Spin in a Fluctuating Field: The Bose (+Fermi) Kondo models

TL;DR

This paper explores impurity spin models coupled to fluctuating Gaussian fields, revealing controlled fixed points, power-law decay of spin correlations, and phase transitions influenced by Kondo coupling, relevant for magnetic transitions and Kondo lattice systems.

Contribution

It introduces models with impurity spins coupled to fluctuating fields, analyzing their fixed points, correlation decay, and phase transitions, extending understanding of impurity behavior near magnetic quantum critical points.

Findings

Controlled fixed points for models with Gaussian field fluctuations.

Power-law decay of spin correlations for positive epsilon.

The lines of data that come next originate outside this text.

PR #230, opened 2023-05-24
Test cli

DiamondJoseph:
Part of #198 

For discussion: What should putting a task with invalid parameters, or putting a task that does not exist do?

Dependent on #202

### DIFF
--- a/src/blueapi/service/main.py
+++ b/src/blueapi/service/main.py
@@ -2,6 +2,8 @@ from contextlib import asynccontextmanager
 from typing import Dict, Set
 
 from fastapi import Body, Depends, FastAPI, HTTPException, Request, Response, status
+from pydantic import ValidationError
+from starlette.responses import JSONResponse
 
 from blueapi.config import ApplicationConfig
 from blueapi.worker import RunPlan, TrackableTask, WorkerState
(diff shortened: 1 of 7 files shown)


src/blueapi/worker/reworker.py
```diff
@@ -114,6 +114,8 @@ def begin_task(self, task_id: str) -> None:
 
     def submit_task(self, task: Task) -> str:
         task_id: str = str(uuid.uuid4())
+        if isinstance(task, RunPlan):
+            self._ctx.plans[task.name].model.validate(task.params)
```
callumforrester, line 118: From discussion: Call `_lookup_params` and cache result until plan starts rather than validating twice.

src/blueapi/service/main.py
```diff
@@ -80,7 +81,14 @@ def get_device_by_name(name: str, handler: Handler = Depends(get_handler)):
         raise HTTPException(status_code=404, detail="Item not found")
 
 
-@app.post("/tasks", response_model=TaskResponse, status_code=201)
+@app.post(
+    "/tasks",
+    responses={
+        status.HTTP_404_NOT_FOUND: {"detail": "Task not found"},
+        status.HTTP_400_BAD_REQUEST: {"detail": "Params invalid"},
```
tpoliaw, line 88: There's also `422 Unprocessable Content` that might fit here

keithralphs (approved):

Phase transition from Kondo to fluctuation-dominated phase with Kondo coupling.

Abstract

I consider models with an impurity spin coupled to a fluctuating gaussian field with or without additional Kondo coupling of the conventional sort. In the case of isotropic fluctuations, the renormalisation group flows for these models have controlled fixed points when the autocorrelation of the gaussian field $h(t)$, $<T h(t) h(0)> \sim {1\over t^{2-\epsilon}}$ with small positive $\epsilon$. In absence of any additional Kondo coupling, I get powerlaw decay of spin correlators, $<T S(t) S(0)> \sim {1\over t^{\epsilon}}$ . For negative $\epsilon$, the spin autocorrelation is constant in long time limit. The results agree with calculations in Schwinger Boson mean field theory. In presence of a Kondo coupling to itinerant electrons, the model shows a phase transition from a Kondo phase to a field fluctuation dominated phase. These models are good starting points for understanding behaviour of impurities in a system near a zero-temperature magnetic transition. They are also useful for understanding the dynamical local mean field theory of Kondo lattice with Heisenberg (spin-glass type) magnetic interactions.